* Exercise brief *
Give back exactly the lines of the material below, starting with the line with "Well, i didn't" and going on through the line with "IIRC, there is".

--------------------------------

PR #5429, opened 2019-03-14
Add AMF reader plugin

### LINKED ISSUE #5414: 3.6.0 Is there any way to use .amf files?
Thanks for Cura!

**Application Version**
3.6.0

**Platform**
Mint 19.1/Cinnamon

**Printer**
Any

**Steps to Reproduce**
None needed

**Actual Results**
I cannot see the file

**Expected results**
I can see and use the file

**Additional Information**
Is there any way to use .amf files to slice? Slic3r-PE seems to be happy with them and it would save me some duplication as I often have to save files in both formats. It is handy to be able to use Slic3r-PE to repair some outside (Thingi etc) files and then export them back out to the same .amf format and then open them in Cura as I get much better prints with Cura than Slic3r.

Thanks

fieldOfView:
This PR adds support for reading AMF files. It is based on the implementation of legacy Cura, and is similarly incomplete.

https://github.com/daid/LegacyCura/blob/ad7641e059048c7dcb25da1f47c0a7e95e7f4f7c/Cura/util/meshLoaders/amf.py

Multiple meshes inside a single file are grouped together so they are not pushed apart.

Fixes #5414


fieldOfView:
One difference between legacy Cura and this implementation for modern Cura is that legacy Cura automatically assigned different extruders to different parts (interestingly even when the current printer is a single extrusion printer). My initial implementation does not do that (because I think it is quite arbitrary), which means that you don't really see what parts there are in a multimaterial AMF file unless you blindly control-click to pick a sub-part.

nallath:
CURA-6390

VjyedSC0UFMc8z:
I think Microsoft borrowed a ton from AMF to make the 3MF. Is that true? AMF is so much better for multipart or multi material files.

fieldOfView:
No, on both counts. AMF might be superior to STL (which doesn't even define a unit), but 3MF is superior to AMF.

fieldOfView:
Since there are now 4.1 branches, I am guessing Cura has gone into feature freeze and this PR will not make it in time for Cura 4.1. 

I originally submitted this as a PR so I would not have to maintain it as a plugin (see discussion here: https://github.com/Ultimaker/Cura/issues/5414#issuecomment-472747963). I could still add it as a plugin for Cura 3.5 and newer if it takes a review issue off your JIRA board.

Ghostkeeper:
We do also review plug-ins anyway, or should, at least.

nallath:
I had to add some minor things to get it completely there (0bd516da4c9f2a5e0b81a2ebc1b6419b0a932983, 0bd516da4c9f2a5e0b81a2ebc1b6419b0a932983 and 0bd516da4c9f2a5e0b81a2ebc1b6419b0a932983)

PR #5430, opened 2019-03-15
Add profile for JGAurora JGMaker Magic

pinchies:
This is another printer I would like to add, similar to the other JGAurora printers, but with a smaller bed area and a PVC bed. The thermistor calibration is also slightly off, so I lowered the nozzle temp accordingly as well.


Ghostkeeper:
Is the thermistor calibration off for your instance of this printer, or for all printers of this model, you think? :smile:

Ghostkeeper:
Developers, see issue CURA-6391.

pinchies:
I find that specific models tend to be consistent. This model uses a new style of hotend for this manufacturer (as well as a new motherboard) so I think that may be a contributing factor - perhaps the model of the thermistor model has changed.

https://github.com/Ultimaker/Cura/issues/6391 doesn't seem to work for me?

Ghostkeeper:
> https://github.com/Ultimaker/Cura/issues/6391 doesn't seem to work for me?

Ah, no that CURA-6391 is a reference for the Cura developers to the Ultimaker-internal ticket tracker. The link would be https://jira.ultimaker.com:8443/browse/CURA-6391 but you're unable to see that.

Ghostkeeper:
Oh, QA found an issue with this profile. There were two profiles that set the layer height to 0.15mm. Corrected that here: https://github.com/Ultimaker/Cura/commit/74bfd52c364122b5258a83fe141b34dfcc9204fb

pinchies:
@Ghostkeeper - thanks for that fix. This one is a mistake, but it would be great to get some documentation from Cura about profile creation - in particular, which settings should be included as machine specific, and which settings are quality profile specific, or if there is a way to set which category a particular setting falls into.

Ghostkeeper:
It's our intent to put the process in the contribution portal at some point. I expect we'll be making some tools for it then.

PR #5436, opened 2019-03-16
Fix Alfawise U30 to get more realistic print times

NicolasNSSM:
I can see a lot of complains about the print time being really different from what Cura says from the reality so here is a PR for the U30.  
I don't own an Alfawise **U20** printer but as they are almost the same, it may be duplicated to its definition too, (i won't do it)

### DIFF
--- a/resources/definitions/alfawise_u30.def.json
+++ b/resources/definitions/alfawise_u30.def.json
@@ -14,80 +14,52 @@
         }
     },
     "overrides": {
-        "machine_name": {
-            "default_value": "Alfawise U30"
-        },
+        "machine_name": { "default_value": "Alfawise U30" },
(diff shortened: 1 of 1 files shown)


nallath:
For our reference; CURA-6402

philippnj:
Hey Nicolas,
I cant get it running. created json file took your code, the printer is shown in custom printers-menu, but when clicking "add printer" cura (4 I am using) is crashing - willing to send a crash report. Any ideas?!  

BR

NicolasNSSM:
Hey @philippnj ,
Did you created and copy the `resources/extruders/alfawise_u30_extruder_0.def.json` file too?

philippnj:
That was it!!!  Thank you so much!

PR #5439, opened 2019-03-16
Add display messages to your gcode

eagle00789:
This will add LCD display messages to your gcode of the current printing layer and total number of layers.
For example: Printing layer 24 of 86
This PostProcessing script will be updated at a later date to also include the ability to use a percentage (or both) in the same gcode to see how far your printing really is


Ghostkeeper:
We already have this, or something very similar: https://github.com/Ultimaker/Cura/blob/master/plugins/PostProcessingPlugin/scripts/DisplayFilenameAndLayerOnLCD.py

PR #5456, opened 2019-03-19
Update creality_ender3.def.json

drzejkopf:
Changed override of "default_value" to "value" of acceleration_travel and jerk_travel to make slicer keep those values, as they were overrided by conditional in fdmprinter.def.json, and also removed layer height as it does nothing because it's overriden by preffered quality (draft) settings

### DIFF
--- a/resources/definitions/creality_ender3.def.json
+++ b/resources/definitions/creality_ender3.def.json
@@ -51,16 +51,13 @@
             "default_value": 500
         },
         "acceleration_travel": {
-            "default_value": 500
+            "value": 500
         },
         "jerk_enabled": {
             "default_value": true
         },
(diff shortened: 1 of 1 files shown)


Ghostkeeper:
For "value" it needs to be a string, right? The value is then a Python expression.

drzejkopf:
@Ghostkeeper I have checked it and it works well on my computer, but on second thoughts I think that it would be better to change it to:
```
"acceleration_travel": {
   "value": "acceleration_print"
}
```
```
"jerk_travel": {
   "value": "jerk_print"
}

```
but I have no idea how to edit file in pull request

Ghostkeeper:
Thanks. Looks good now.

PR #5460, opened 2019-03-20
'WIP-onboarding-by-ip' into 'parent' branch

rburema:
[CURA-6294]


cura/CuraApplication.py
```diff
@@ -455,7 +453,7 @@ def startSplashWindowPhase(self) -> None:
             # Misc.:
             "ConsoleLogger", #You want to be able to read the log if something goes wrong.
             "CuraEngineBackend", #Cura is useless without this one since you can't slice.
-            "UserAgreement", #Our lawyers want every user to see this at least once.
+            # NOTE: User-Agreement is part of the 'onboarding flow' now (See Welcome Pages).
```
Ghostkeeper: This message will be useless after a while because it doesn't matter that this used to be a plug-in at some point.

cura/UI/WelcomePagesModel.py
```diff
@@ -7,6 +7,7 @@
 
 from UM.Qt.ListModel import ListModel
 from UM.Resources import Resources
+from logging import Logger
```
Ghostkeeper: Seems like an unused import from the diff in this PR :laughing: 
```suggestion
```

resources/qml/Cura.qml
```diff
@@ -45,7 +45,7 @@ UM.MainWindow
     WelcomeDialog
     {
         id: welcomeDialog
-        visible: false
+        visible: true  // True, so if somehow no preferences are found/loaded, it's shown anyway.
```
Ghostkeeper: Instead of setting both `visible` and `visibility` (via `show()` and `hide()`) I think it'll be easier to only use `visibility`. It needs to be set to `Hidden` when `needToShowUserAgreement` is false, or `Windowed` when it is true. Then you won't need to have the Component.onCompleted link any more down at line 77. So something like this:

`visibility: CuraApplication.needToShowUserAgreement ? Window.Windowed : Window.Hidden`

resources/qml/Cura.qml
```diff
@@ -73,6 +73,18 @@ UM.MainWindow
         // This has been fixed for QtQuick Controls 2 since the Shortcut item has a context property.
         Cura.Actions.parent = backgroundItem
         CuraApplication.purgeWindows()
+
+        if (CuraApplication.needToShowUserAgreement)
+        {
+            welcomeDialog.visible = true;
+            welcomeDialog.currentStep = 0;
```
Ghostkeeper: Should be the default, right?

resources/qml/WelcomePages/AddPrinterByIpContent.qml
```diff
@@ -116,14 +74,12 @@ Item
...
-                    anchors.margins: 20
+                    anchors.margins: UM.Theme.getSize("default_margin").width
                     font: UM.Theme.getFont("default")
 
-                    text: ""
-
                     validator: RegExpValidator
                     {
-                        regExp: /[a-zA-Z0-9\.\-\_]*/
+                        regExp: /[0-9\.\-\_]*/
```
Ghostkeeper: Should it also accept hostnames here? And maybe IPv6 addresses? If it's only IP addresses, we can remove the dash and the underscore.

cura/CuraApplication.py
rburema: Removed.

cura/UI/WelcomePagesModel.py
rburema: Removed.

resources/qml/Cura.qml
rburema: After discussion: Decided to favour 'visible' instead of 'visibility/show/hide', becasue that didn't seem to work.

resources/qml/Cura.qml
rburema: Yes, but can't be careful enough with these legal things like the user-agreement, what if someone changes the default for whatever reason?

resources/qml/WelcomePages/AddPrinterByIpContent.qml
rburema: Removed dash, underscore, added `:` and _a through f_ for ipv6 addresses.

PR #5475, opened 2019-03-22
Lithophane defaults

BagelOrb:
The defaults for image import were rather arbitrary.

I think more people use this option for lithophanes than for height fields.

I've also updated the tooltip to explain *when* to use which option, rather than only being descriptive.


Ghostkeeper:
Developers, see issue CURA-6415.

PR #5478, opened 2019-03-22
CL-1267 Don't hide Cloud flow message for wrong printer

ianpaschal:
The goal here is to prevent a cloud cluster which is connected but not tied to the active machine setting metadata on the active machine.

### DIFF
--- a/plugins/UM3NetworkPrinting/src/UM3OutputDevicePlugin.py
+++ b/plugins/UM3NetworkPrinting/src/UM3OutputDevicePlugin.py
@@ -458,7 +458,7 @@ class UM3OutputDevicePlugin(OutputDevicePlugin):
         if self._start_cloud_flow_message and not self._start_cloud_flow_message.visible:
             self._start_cloud_flow_message.show()        
 
-    def _onCloudPrintingConfigured(self) -> None:
+    def _onCloudPrintingConfigured(self, device) -> None:
         # Hide the cloud flow start message if it was hanging around already
         # For example: if the user already had the browser openen and made the association themselves
         if self._start_cloud_flow_message and self._start_cloud_flow_message.visible:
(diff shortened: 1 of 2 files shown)


plugins/UM3NetworkPrinting/src/UM3OutputDevicePlugin.py
```diff
@@ -473,7 +473,16 @@ def _onCloudPrintingConfigured(self) -> None:
         # Set the machine's cloud flow as complete so we don't ask the user again and again for cloud connected printers
         active_machine = self._application.getMachineManager().activeMachine
         if active_machine:
-            active_machine.setMetaDataEntry("do_not_show_cloud_message", True)
+
+            # The active machine _might_ not be the machine that was in the added cloud cluster and
+            # then this will hide the cloud message for the wrong machine. So we only set it if the
+            # host names match between the active machine and the newly added cluster
+            saved_host_name = active_machine.getMetaDataEntry("um_network_key", "").split('.')[0]
+            added_host_name = device.toDict()["host_name"]
```
sedwards2009: Does this also have to match printers by IP address too?

ianpaschal: Shit, I guess it should... since manually added printers use the IP as the host name.

In this case I'm not really sure what to do. In theory every printer should just have a UUID tied to it, but that means a lot of infrastructural changes...

ianpaschal:
@ChrisTerBeke @nallath Do you guys have some thoughts about how we should handle this association? I'm thinking that it doesn't really matter what the host name string is (actual host name, IP, etc.) so long as it's a unique string. But following our discussion last Wednesday maybe there's a better way to make this association...? One which is better equipped to handle changes we want to make in the future?

ChrisTerBeke:
Not sure as I don't know all the incoming changes. Maybe it makes sense to revisit this after the new device adding structure has been merged?

Ghostkeeper:
It needs to associate with the actual device, filtering out duplicates if the actual device gets discovered in two different ways, right? So then you need something unique about the actual device: The MAC address can be considered unique in this context.

ianpaschal:
My opinion is that this needs a massive overhaul. Generally the `um_network_key` is used as the unique identifier everywhere and in trying to use the host name, since that's what comes from the cloud, the code is getting messier and messier the more I work on it.

Whether it's the MAC address or a UUID, we need a single unique identifier because using the `um_network_key`, the host name,  the IP address _as_ a host name, and finally (maybe) the MAC address simultaneously to achieve the same goals (knowing what is what) is... yeah... a mess.

Since the `um_network_key` is used pretty universally in the plugin right now and is easily compared to the host name which is available when a cloud cluster is available, I'm going to leave it at this for now to fix the bug. It will probably need to be revisited either way.

PR #5481, opened 2019-03-22
PrintSetupSelector: "G code" -> "G-code"

thopiekar:
Noticed that "g-code" is written at some places with and without a hyphen.
Since it think it should be written with, I'm correcting it at this point.


thopiekar:
Moreover, it is already written with a hyphen in a message, which pops up at the same time:
image

PR #5497, opened 2019-03-23
add Mark2 definition files

TinkerGnome:
This are the definitions / resource files for the Mark2 / Magnetic Toolchanger add-on


Ghostkeeper:
We're having our reservations about the post-processing script in this PR. It seems to try to fix bugs in CuraEngine without fixing those bugs in CuraEngine. So here's some questions for you:

* Did you find a travel move between G10 or M104 and T that was apparently implemented as a hack (as in `remove_hack()`)?
* Did you find a case where there are unnecessary travel moves after a tool change (as in `remove_superfluous()`)?

I'm suspecting that the `remove_superfluous()` function can be prevented by setting the Nozzle Switch location to be 0,0 and relative, or else by disabling the combing setting. I also think that these things should be fixed in CuraEngine if they are indeed bugs or hacks.

TinkerGnome:
Well, i didn't wrote the script and it was some time ago..., but I'll try:

Regarding `remove_hack`:
There is a good chance that `remove_hack` is not needed at all. I'll check it.

Regarding `remove_superfluous`:
Usually CuraEngine generates a move to the previous print position after every tool change. This is not a bug (AFAIK), but probably necessary to take extruder offsets into account. It's just not suitable for the magnetic tool changer where we want to move straight to the starting point of the new selected nozzle (like the "Griffin"-flavor does AFAIK). That's what `remove_superfluous` is intended for.
Is this behavior related to combing? And if:... combing can not be disabled for tool changes only, it's the same setting for the whole print, isn't it?

Can you explain what is meant by "Nozzle Switch location"? I found `machine_extruder_end_pos_*` / `machine_extruder_start_pos_*`, both seem to be relative and 0/0 by default.
Or is there more?

Ghostkeeper:
> Usually CuraEngine generates a move to the previous print position after every tool change. This is not a bug (AFAIK), but probably necessary to take extruder offsets into account.

IIRC, there is a move that you could see in layer view that is not in the g-code but purely caused by the tool change command suddenly changing the position of the print head without changing the position of the nozzle. Maybe that's the one you're thinking of?

> Can you explain what is meant by "Nozzle Switch location"? I found `machine_extruder_end_pos_*` / `machine_extruder_start_pos_*`, both seem to be relative and 0/0 by default.
Or is there more?

No, those are the ones that I meant.

TinkerGnome:
@Ghostkeeper - It turned out that Cura 4 does not generate the superfluous moves anymore,
(with only one exception which is addressed here: [issue #5545 ](https://github.com/Ultimaker/Cura/issues/5545))
I removed the script from the pull request, it is not longer necessary.

resources/extruders/Mark2_extruder2.def.json
```diff
@@ -0,0 +1,19 @@
...
+        "machine": "Mark2_for_Ultimaker2",
+        "position": "1"
+    },
+
+    "overrides": {
+        "extruder_nr": {
+            "default_value": 1,
+            "maximum_value": "1"
+        },
+        "machine_nozzle_offset_x": { "default_value": 0.0 },
```
LipuFei: Please check if your Extruder 2 and Extruder 1 are at the same location. They have the same offsets (0, 0) right now.

resources/definitions/Mark2_for_Ultimaker2.def.json
```diff
@@ -0,0 +1,241 @@
...
+        "jerk_layer_0": { "value": "jerk_topbottom" },
+        "jerk_prime_tower": { "value": "10 if jerk_print < 16 else math.ceil(jerk_print * 15 / 25)" },
+        "jerk_support": { "value": "10 if jerk_print < 16 else math.ceil(jerk_print * 15 / 25)" },
+        "jerk_support_interface": { "value": "jerk_topbottom" },
+        "jerk_topbottom": { "value": "10 if jerk_print < 25 else math.ceil(jerk_print * 10 / 25)" },
+        "jerk_wall": { "value": "10 if jerk_print < 16 else math.ceil(jerk_print * 15 / 25)" },
+        "jerk_wall_0": { "value": "10 if jerk_wall < 16 else math.ceil(jerk_wall * 6 / 10)" },
+        "jerk_travel_layer_0": { "value": "math.ceil(jerk_layer_0 * jerk_travel / jerk_print)" },
+        "extruder_prime_pos_abs": { "default_value": false },
+        "machine_extruder_start_pos_abs": { "default_value": false },
```
LipuFei: Those fields should not be in the machine definition files. CI is failing due to this problem. Please remove the following fields from this file:
```
machine_extruder_start_pos_abs
machine_extruder_start_pos_x
machine_extruder_start_pos_y
machine_extruder_end_pos_abs
machine_extruder_end_pos_x
machine_extruder_end_pos_y
```

resources/extruders/Mark2_extruder2.def.json
TinkerGnome: It's intentionally defined this way (it's a tool changer after all). Any offsets are (exclusively) processed by the firmware and must not depend on slicer settings (or on a specific slicer).

resources/definitions/Mark2_for_Ultimaker2.def.json
TinkerGnome: Done. It seems like checks were successful this time 😃

Ghostkeeper:
Thanks for your investigation, TinkerGnome :)

TinkerGnome:
In this case I'm only the messenger, but nevertheless - graag gedaan 😃

PR #12795, opened 2022-07-19
Cura 9342 add missing openssl 1 1 1l shared library

jellespijker:
Make sure dynamic libraries such as OpenSSL 1.1.1l are added to the the AppImage


Ultimaker-Cura.spec.jinja
```diff
@@ -12,6 +13,13 @@ hiddenimports = {{ hiddenimports }}
 datas += tmp_ret[0]; binaries += tmp_ret[1]; hiddenimports += tmp_ret[2]
 {% endfor %}
 
+# Add dynamic libs in the venv bin/Script Path. This is needed because we might copy some additional libs
+# e.q.: OpenSSL 1.1.1l in that directory with a separate:
+# `conan install openssl@1.1.1l -g deploy && cp openssl/bin/*.so cura_inst/bin`
+binaries.extend([(str(bin), ".") for bin in Path("{{ venv_script_path }}").glob("*.so*")])
+binaries.extend([(str(bin), ".") for bin in Path("{{ venv_script_path }}").glob("*.dll")])
+binaries.extend([(str(bin), ".") for bin in Path("{{ venv_script_path }}").glob("*.dylib")])
```
casperlamboo, line 21: I would avoid code duplication here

--------------------------------

* Result of this task *
Well, i didn't wrote the script and it was some time ago..., but I'll try:

Regarding `remove_hack`:
There is a good chance that `remove_hack` is not needed at all. I'll check it.

Regarding `remove_superfluous`:
Usually CuraEngine generates a move to the previous print position after every tool change. This is not a bug (AFAIK), but probably necessary to take extruder offsets into account. It's just not suitable for the magnetic tool changer where we want to move straight to the starting point of the new selected nozzle (like the "Griffin"-flavor does AFAIK). That's what `remove_superfluous` is intended for.
Is this behavior related to combing? And if:... combing can not be disabled for tool changes only, it's the same setting for the whole print, isn't it?

Can you explain what is meant by "Nozzle Switch location"? I found `machine_extruder_end_pos_*` / `machine_extruder_start_pos_*`, both seem to be relative and 0/0 by default.
Or is there more?

Ghostkeeper:
> Usually CuraEngine generates a move to the previous print position after every tool change. This is not a bug (AFAIK), but probably necessary to take extruder offsets into account.

IIRC, there is a move that you could see in layer view that is not in the g-code but purely caused by the tool change command suddenly changing the position of the print head without changing the position of the nozzle. Maybe that's the one you're thinking of?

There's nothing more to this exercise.